# thedudes frog room!



## thedude (Nov 28, 2007)

Hello all!

i figure i have a decent enough collection now and a frog room in the works that i can have a thread about it 

im going to be changing some things around over the next couple months but here is how the room is now.

1st wall









2nd wall









3rd wall










a close up of my blue jeans tank. ill get better shots later.

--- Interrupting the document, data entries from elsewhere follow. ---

PR #5738, opened 2026-08-06
PMM-15227 Remove stale HA replicas from Inventory

4nte:
PMM-15227

https://github.com/Percona-Lab/pmm-submodules/pull/4513

## Problem

Every PMM Server replica in an HA deployment registers its own inventory Node at first boot,
and nothing ever removed it. After scaling the deployment down, the departed replica kept
appearing under **Inventory > Nodes** with status **Unknown**.

## Scope

HA deployments only, and inventory rows only. No API or schema change; metrics already
written to VictoriaMetrics are left alone.

## Solution

At startup, remove PMM Server Nodes whose name is absent from the configured `PMM_HA_PEERS`.
The peer list is the signal because the chart regenerates it from the replica count and
recreates every pod when it changes, whereas a member missing from the memberlist cluster may
simply be restarting.

Cleanup is skipped when the peer list cannot be trusted (an entry that carries no node name,
or a list that omits this replica), and a departing replica that still monitors Services is
kept with a warning instead of having those exporters cascade-deleted.


managed/models/node_helpers.go
```diff
@@ -334,3 +342,105 @@ func RemoveNode(q *reform.Querier, id string, mode RemoveMode) error { //nolint:
...
+				"Re-add them from a running replica and remove the node from Inventory.", node.NodeName, node.NodeID, monitored)
+			continue
+		}
+
+		err = removeNode(q, node.NodeID, RemoveCascade, true)
+		switch {
+		case err == nil:
+			logrus.Infof("Removed stale HA node %q (%s), it is not a part of the cluster anymore.", node.NodeName, node.NodeID)
+		case errors.Is(err, reform.ErrNoRows), status.Code(err) == codes.NotFound:
+			logrus.Infof("Stale HA node %q (%s) was already removed by another replica.", node.NodeName, node.NodeID)
```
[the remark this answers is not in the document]
4nte: @coderabbitai Done, `RemoveStaleHANodes` now logs through a `*logrus.Entry`: a base entry with
`component=ha` and `ha_node_id`, a per-node entry adding `node_id` and `node_name`,
and per-event `peer`, `ha_peers` and `service_ids` fields.
Control flow is unchanged.

managed/models/node_helpers_test.go
```diff
@@ -267,3 +267,158 @@ func TestNodeHelpers(t *testing.T) {
 		require.Len(t, nodes, 2) // PMM Server + HA PMM Server node
 	})
 }
+
+func TestRemoveStaleHANodes(t *testing.T) {
+	sqlDB := testdb.Open(t, models.SetupFixtures, nil)
+	t.Cleanup(func() {
+		require.NoError(t, sqlDB.Close())
+	})
```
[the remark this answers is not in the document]
4nte: @coderabbitai Keeping `testdb.Open` here.

The guideline reserves it for tests that genuinely need fixtures or migrations, and
this one does on both counts:

1. It asserts that the `SetupFixtures`-created PMM Server Node survives the cleanup,
   so the fixture is part of what is under test.
2. What is verified is which rows survive a cascade, not which SQL is emitted.
   `RemoveStaleHANodes` calls `removeNode(..., RemoveCascade, true)`, which fans out
   into `RemoveAgent` and `RemoveService`, each running its own multi-query cascade
   over tables with real foreign keys into `nodes`. The assertions are post-state
   `FindNodeByID` / `FindAgentByID` lookups; under go-sqlmock those return whatever
   the mock was scripted to return, so they would restate the script and verify no
   behaviour.

managed/models/node_helpers.go
```diff
@@ -334,3 +342,105 @@ func RemoveNode(q *reform.Querier, id string, mode RemoveMode) error { //nolint:
...
+		if err != nil {
+			return err
+		}
+		if len(monitored) != 0 {
+			logrus.Warnf("Keeping stale HA node %q (%s): it still monitors services %v, which would be removed with it. "+
+				"Re-add them from a running replica and remove the node from Inventory.", node.NodeName, node.NodeID, monitored)
+			continue
+		}
+
+		err = removeNode(q, node.NodeID, RemoveCascade, true)
```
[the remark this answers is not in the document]
4nte: @coderabbitai Not taking the skip, but the finding did surface a wrong comment, which
is now fixed.

`node.NodeID == PMMServerNodeID` cannot match in any supported deployment:

- A fresh HA cluster never runs `setupPMMServerAgents` (`SetupDB` branches on `HANodeID`),
  so no Node with ID `pmm-server` exists. HA replica Nodes get UUID IDs.
- `PMMServerNodeID` is still `"pmm-server"` when the cleanup runs; it is reassigned to the
  replica's own Node afterwards.
- A `pmm-server` Node can only reach an HA database by reusing a standalone deployment's
  PostgreSQL, which is not a supported or documented migration path, and only if that
  deployment was created fresh on a version carrying `is_pmm_server_node` (added
  `DEFAULT false` with no backfill).

managed/models/node_helpers.go
```diff
@@ -334,3 +342,105 @@ func RemoveNode(q *reform.Querier, id string, mode RemoveMode) error { //nolint:
...
+	host, _, _ := strings.Cut(strings.TrimSpace(peer), ":")
+	if net.ParseIP(host) != nil {
+		return "", false
+	}
+	// "/" is memberlist's "name/address" form, "[" an IPv6 literal; neither starts with a node name.
+	label, _, _ := strings.Cut(host, ".")
+	if label == "" || strings.ContainsAny(label, "/[") {
+		return "", false
+	}
+	return label, true
```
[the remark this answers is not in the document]
4nte: @coderabbitai
Fixed. The parser now tests the whole trimmed entry before cutting at `":"`. Rather than
`net.ParseIP` alone, it rejects any entry with more than one colon: that covers
every IPv6 form, including `2001:db8::7:9761` and zone IDs like `fe80::1%eth0`,
which `net.ParseIP` does not parse and which would otherwise have yielded the
names "2001" and "fe80". `net.ParseIP(host)` stays for bare IPv4, and the `/`/`[`
label check for memberlist's "name/address" form.

Checked the change against 13 peer forms: only those three IPv6 entries change
behaviour, every valid hostname form is untouched. Added the unbracketed IPv6
case to `DoesNothingWhenPeersCantBeTrusted`, plus the bracketed one to pin down
behaviour that was previously only implicit.

documentation/docs/install-pmm/install-HA-clustered.md
```diff
@@ -829,6 +829,7 @@ When you scale PMM HA up or down, **all PMM pods will be recreated**. This happe
   - HAProxy continues routing to available pods during rollout
   - No data loss (distributed storage)
   - Rolling update strategy minimizes downtime
+  - The Nodes of removed replicas disappear from **Inventory > Nodes** once the remaining pods restart
```
ademidoff:
```suggestion
  - The Nodes of removed replicas get removed from **Inventory > Nodes** once the remaining pods restart
```

`disappear` sounded more like an unwanted consequence rather than a necessary cleanup action.

managed/models/node_helpers.go
```diff
@@ -334,3 +342,119 @@ func RemoveNode(q *reform.Querier, id string, mode RemoveMode) error { //nolint:
...
+
+	nodes, err := FindNodes(q, NodeFilters{})
+	if err != nil {
+		return fmt.Errorf("failed to list Nodes for stale HA node cleanup: %w", err)
+	}
+
+	for _, node := range nodes {
+		// Set by HA replicas, and by the PMM Server Node of a non-HA deployment; every other
+		// Node is one the user monitors.
+		if !node.IsPMMServerNode {
```
ademidoff: **The legacy `pmm-server` Node is classified as stale.**

The comment right above acknowledges that a non-HA deployment's PMM Server Node also carries the flag, but nothing skips it. On a DB that was first set up non-HA, `setupPMMServerAgents` (`managed/models/database.go:1618`) created a Node with `NodeID = NodeName = "pmm-server"` and `IsPMMServerNode: true`. That name is never in `expected`, so the loop treats it as a scaled-down replica. Two outcomes:

* **Usually** its pmm-agent still owns the `pmm-server-postgresql` exporter, so `len(monitored) != 0` and every replica logs `Keeping stale HA node ... Re-add them from a running replica and remove the node from Inventory` on every single boot. That advice can't be followed: both public delete paths (`managed/services/inventory/nodes.go:340`, `managed/services/management/node.go:181`) go through `models.RemoveNode` -> `removeNode(..., allowPMMServerNode=false)` -> `PermissionDenied: PMM Server node can't be removed.`
* **If that service is gone**, `monitored` is empty and `removeNode(q, "pmm-server", RemoveCascade, true)` hits the `id == PMMServerNodeID` guard on line 269, returns `PermissionDenied`, falls into the `default:` branch on line 405 and aborts the migration transaction. `managed/cmd/pmm-managed/main.go:637` then retries for 5 minutes and calls `l.Fatalf("Could not migrate DB: timeout")` — the replica crash-loops.

Reproduced locally: with the fixture's `pmm-server-postgresql` service deleted, `RemoveStaleHANodes` returns `failed to remove stale HA node "pmm-server": rpc error: code = PermissionDenied desc = PMM Server node can't be removed.`

Suggested fix: `if node.NodeID == PMMServerNodeID { continue }` at the top of the loop, and tolerate `PermissionDenied` in the switch below.

managed/models/database.go
```diff
@@ -1528,6 +1528,12 @@ func setupPMMServerHAAgents(q *reform.Querier, params SetupDBParams) error {
 	// create PMM Server Node and associated Agents in HA mode
 	logrus.Infof("Setting up PMM Server agents in HA mode, Node ID: %s", params.HANodeID)
 
+	// Before the "agent already exists" early return, so restarted replicas still clean up.
+	err := RemoveStaleHANodes(q, params.HANodeID, params.HAPeers)
```
ademidoff: **Altitude: a cosmetic cleanup can stop the server from booting.**

`RemoveStaleHANodes` runs inside the schema-migration transaction and returns hard errors, so anything it trips over aborts `db.InTransaction` in `migrateDB`, and `managed/cmd/pmm-managed/main.go:640` eventually calls `l.Fatalf("Could not migrate DB: timeout")`.

Candidates that reach that path today: `PermissionDenied` on the pre-HA `pmm-server` Node (see the comment on `RemoveStaleHANodes`), a `NotFound` out of the `haNodeMonitoredServices` pre-check while another replica commits, a row-lock/serialization failure when three replicas restart at once.

Tidying stale rows out of Inventory should never keep a PMM Server replica from starting. Suggest logging the error and continuing instead of returning it — nothing up the stack can recover from it.

managed/models/node_helpers.go
```diff
@@ -334,3 +342,119 @@ func RemoveNode(q *reform.Querier, id string, mode RemoveMode) error { //nolint:
...
+	if label == "" || strings.ContainsAny(label, "/[") {
+		return "", false
+	}
+	return label, true
+}
+
+// haNodeMonitoredServices returns the IDs of Services whose exporters run under a replica's pmm-agent.
+// Remote instances bind theirs to the replica that added them (see management.RDSService), so removing
+// that replica's Node takes them with it.
+func haNodeMonitoredServices(q *reform.Querier, nodeID string) ([]string, error) {
```
ademidoff, line 481: **The safety check misses Services attached to the Node itself.**

This only walks agents whose `pmm_agent_id` is one of the replica's pmm-agents, so a Service bound to the stale Node via `services.node_id` is invisible here. That shape exists in the codebase — `managed/services/checks/checks.go:1377` special-cases `service.NodeID == models.PMMServerNodeID`, and under HA `PMMServerNodeID` is the local replica's Node.

If such a Service's exporter runs under a *different* replica's pmm-agent, `monitored` comes back empty, the guard passes, and `removeNode(..., RemoveCascade, true)` reaches `managed/models/node_helpers.go:318` and calls `RemoveService(..., RemoveCascade)` on it. The Service and its agents are deleted silently — no warning, which is exactly what the guard exists to prevent.

Worth also counting `SELECT ... FROM services WHERE node_id = $1` (and agents bound via `node_id`) before deciding a Node is safe to reap.

managed/models/node_helpers.go
```diff
@@ -334,3 +342,119 @@ func RemoveNode(q *reform.Querier, id string, mode RemoveMode) error { //nolint:
...
+		}
+		if _, ok := expected[node.NodeName]; ok {
+			continue
+		}
+
+		nodeL := l.WithFields(logrus.Fields{"node_id": node.NodeID, "node_name": node.NodeName})
+
+		monitored, err := haNodeMonitoredServices(q, node.NodeID)
+		if err != nil {
+			return err
```
ademidoff: **The pre-check doesn't get the race tolerance `removeNode` was given.**

Four lines down, the `switch` deliberately tolerates `reform.ErrNoRows` / `codes.NotFound` because another replica may be reaping the same Node concurrently. This `return err` bypasses that.

`haNodeMonitoredServices` -> `FindAgents` performs a `FindAgentByID(filters.PMMAgentID)` existence probe (`managed/models/agent_helpers.go:241`). If replica A commits the deletion of `ha-node-2`'s pmm-agent while replica B sits between its `FindNodes` snapshot and this call, B gets `codes.NotFound` here and aborts the whole migration.

Same `errors.Is(err, reform.ErrNoRows) || status.Code(err) == codes.NotFound` -> `continue` treatment would close it.

managed/models/node_helpers.go
```diff
@@ -252,13 +254,19 @@ func CreateNode(q *reform.Querier, nodeType NodeType, params *CreateNodeParams)
...
+// removeNode removes a single Node. The allowPMMServerNode flag lifts the ban on Nodes flagged as PMM
+// Server Nodes; only the HA cleanup sets it, to reap replicas that are no longer part of the cluster.
+func removeNode(q *reform.Querier, id string, mode RemoveMode, allowPMMServerNode bool) error { //nolint:gocognit
 	n, err := FindNodeByID(q, id)
 	if err != nil {
 		return err
 	}
 
-	if n.IsPMMServerNode || id == PMMServerNodeID {
+	if id == PMMServerNodeID || (!allowPMMServerNode && n.IsPMMServerNode) {
```
ademidoff: **With `allowPMMServerNode = true`, the only remaining protection is a mutable package variable.**

`PMMServerNodeID` starts as `"pmm-server"` (`managed/models/node_helpers.go` / `node_model.go:44`) but `setupPMMServerHAAgents` reassigns it to this replica's UUID at `managed/models/database.go:1561` and `:1610` — *after* the cleanup call at `:1532`.

`migrateDB` retries `SetupDB` in a loop (`managed/cmd/pmm-managed/main.go:637`), so on a second attempt in the same process (attempt 1 reached `:1610`, then the COMMIT failed and rolled back) `RemoveStaleHANodes` runs with `PMMServerNodeID` pointing at a Node that no longer exists. The pre-HA `pmm-server` Node is then unguarded and, with the flag lifted, gets deleted outright.

`RemoveAgent`'s `id == PMMServerAgentID` guard (`managed/models/agent_helpers.go:1450`) has the same order dependence. A guard that this very code path mutates is a fragile place to hang "can't delete the server's own node" on — better keyed off the caller's known NodeID.

managed/models/node_helpers.go
```diff
@@ -334,3 +342,119 @@ func RemoveNode(q *reform.Querier, id string, mode RemoveMode) error { //nolint:
...
+	if len(haPeers) == 0 {
+		return nil
+	}
+
+	l := logrus.WithFields(logrus.Fields{"component": "ha", "ha_node_id": haNodeID})
+
+	expected := make(map[string]struct{}, len(haPeers))
+	for _, peer := range haPeers {
+		name, ok := haPeerNodeName(peer)
+		if !ok {
```
ademidoff, line 379: **One empty entry in `PMM_HA_PEERS` silently disables the feature.**

`managed/cmd/pmm-managed/main.go:805` splits the env var on `,`, so `"pmm-ha-0.pmm-ha:9761,pmm-ha-1.pmm-ha:9761,"` — a trailing comma, easy to get out of a Helm `join` over a list with a blank element — yields a third, empty element. `haPeerNodeName("")` returns `ok=false` on the `label == ""` check, and the whole cleanup returns nil with only a WARN buried in the startup log.

An empty entry carries no information about the cluster, so it isn't the "partial list" hazard this branch guards against. Suggest skipping blank entries (`if peer == "" { continue }`) rather than treating them as untrusted.

managed/models/node_helpers.go
```diff
@@ -334,3 +342,119 @@ func RemoveNode(q *reform.Querier, id string, mode RemoveMode) error { //nolint:
 	}
 	return nil
 }
+
+// RemoveStaleHANodes removes the PMM Server Nodes of HA replicas that are no longer configured peers,
+// e.g. after a scale-down. Peers are the source of truth because they are regenerated from the replica
+// count and restart every replica, while a missing memberlist member may just be restarting.
+func RemoveStaleHANodes(q *reform.Querier, haNodeID string, haPeers []string) error {
+	if len(haPeers) == 0 {
```
ademidoff: **Does the headline scenario — scaling down to one replica — actually reach the cleanup?**

If the chart emits an empty `PMM_HA_PEERS` for a single-replica cluster (nothing to gossip with), this early return fires. If it emits a list that doesn't include the surviving pod, the `expected[haNodeID]` guard below fires. Either way the two departed replicas' Nodes stay in Inventory forever, which is the case the PR is meant to fix.

Nothing here pins down what the chart produces for `replicas: 1`, and there's no test for it. Worth confirming against the chart before merge — and if the list can legitimately be empty, that state needs its own handling.

managed/models/node_helpers_test.go
```diff
@@ -267,3 +267,160 @@ func TestNodeHelpers(t *testing.T) {
...
+
+		// the removal cascades to the agents of the stale node
+		for _, agentID := range []string{"ha-agent-2", "ha-node-exporter-2"} {
+			_, err := models.FindAgentByID(q, agentID)
+			tests.AssertGRPCErrorCode(t, codes.NotFound, err)
+		}
+
+		// neither monitored nodes nor the pre-HA pmm-server Node are touched
+		assertNodeExists(t, q, "monitored-node")
+		assertNodeExists(t, q, models.PMMServerNodeID)
```
ademidoff: **This assertion passes by accident, and the interesting path is untested.**

The comment above says the pre-HA `pmm-server` Node isn't touched, but it survives only because `SetupFixtures` attaches `pmm-server-postgresql` to it, so the run takes the `len(monitored) != 0` branch. The test log shows it:

```
Keeping stale HA node "pmm-server" (pmm-server): it still monitors services [5bf3df6d-... 5bf3df6d-...]
```

Nothing here exercises protection for PMM Server Nodes. Drop that one fixture service and `RemoveStaleHANodes` returns `PermissionDenied`, failing this subtest at the `require.NoError` on line 343.

Worth an explicit case for a PMM-Server-flagged Node with no monitored services. Also `assertNodeExists` uses `assert.NoError` (line 335) — `require` would stop the subtest at the real failure instead of cascading.

managed/models/node_helpers.go
```diff
@@ -334,3 +342,119 @@ func RemoveNode(q *reform.Querier, id string, mode RemoveMode) error { //nolint:
...
+// that replica's Node takes them with it.
+func haNodeMonitoredServices(q *reform.Querier, nodeID string) ([]string, error) {
+	pmmAgents, err := FindPMMAgentsRunningOnNode(q, nodeID)
+	if err != nil {
+		return nil, err
+	}
+
+	var serviceIDs []string
+	for _, pmmAgent := range pmmAgents {
+		agents, err := FindAgents(q, AgentFilters{PMMAgentID: pmmAgent.AgentID})
```
ademidoff: **N+1 queries, credential decryption, and duplicate IDs, all to read `ServiceID`.**

* `FindAgents` runs a `FindAgentByID` existence probe (`managed/models/agent_helpers.go:241`) before its real query, once per pmm-agent.
* `FindPMMAgentsRunningOnNode` calls `DecryptAgent` on every row (`managed/models/agent_helpers.go:423`), pulling encrypted passwords through the encryption layer inside the migration transaction just to test `agent.ServiceID != nil`.
* The result carries duplicates straight into the operator-facing warning — the test run logged `it still monitors services [5bf3df6d-361d-42dd-9dd2-3d0b3573ab24 5bf3df6d-361d-42dd-9dd2-3d0b3573ab24]` because two exporters point at the same service.

One query replaces the helper:

```sql
SELECT DISTINCT service_id FROM agents
 WHERE pmm_agent_id IN (SELECT agent_id FROM agents WHERE runs_on_node_id = $1 AND agent_type = 'pmm-agent')
   AND service_id IS NOT NULL
```

managed/models/node_helpers.go
```diff
@@ -334,3 +342,119 @@ func RemoveNode(q *reform.Querier, id string, mode RemoveMode) error { //nolint:
...
+		}
+		expected[name] = struct{}{}
+	}
+
+	if _, ok := expected[haNodeID]; !ok {
+		l.WithField("ha_peers", haPeers).Warn("PMM_HA_PEERS doesn't list this node, skipping the removal of stale HA nodes.")
+		return nil
+	}
+
+	nodes, err := FindNodes(q, NodeFilters{})
```
ademidoff: **Loads the whole `nodes` table to keep a handful of rows.**

Every HA replica boot materializes every monitored Node inside the migration transaction, only for the loop below to discard everything without `IsPMMServerNode`. On an install with thousands of Nodes that's a full scan plus full row hydration per replica start.

`NodeFilters` (`managed/models/node_helpers.go:92`) has no `IsPMMServerNode` field; adding one — or issuing `q.SelectAllFrom(NodeTable, "WHERE is_pmm_server_node")` directly here — makes the cost proportional to the replica count instead of the inventory size.

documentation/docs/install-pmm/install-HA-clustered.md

a close up of some of the ranitomeya tanks. ill get better shots later.


----------



## edwing206 (Apr 9, 2008)

Looking good man! It's about time you made a thread for your frog room .


----------



## Reefer420 (Oct 18, 2009)

very nice.. sweet setups you got there. I like all those vert tanks, what size are they? are those other tanks custom?


----------



## cheezus_2007 (Aug 20, 2009)

i really like those vert tanks.... Very nice Adam


----------



## Steve25 (Jan 29, 2010)

Awesome job! Thanks for the pictures


----------



## eos (Dec 6, 2008)

Nice room! How big is that blue jeans tank? And how many of 'em you got?


----------



## maverick3x6 (Jul 31, 2008)

Hey man... you might want to watch out for that giant snake hanging from your curtains... he may try and eat the frogs! ;-)


----------



## thedude (Nov 28, 2007)

thanks for the kind words guys! ya luis i figured its time, especially since im going to be remodeling a bit.




maverick3x6 said:


> Hey man... you might want to watch out for that giant snake hanging from your curtains... he may try and eat the frogs! ;-)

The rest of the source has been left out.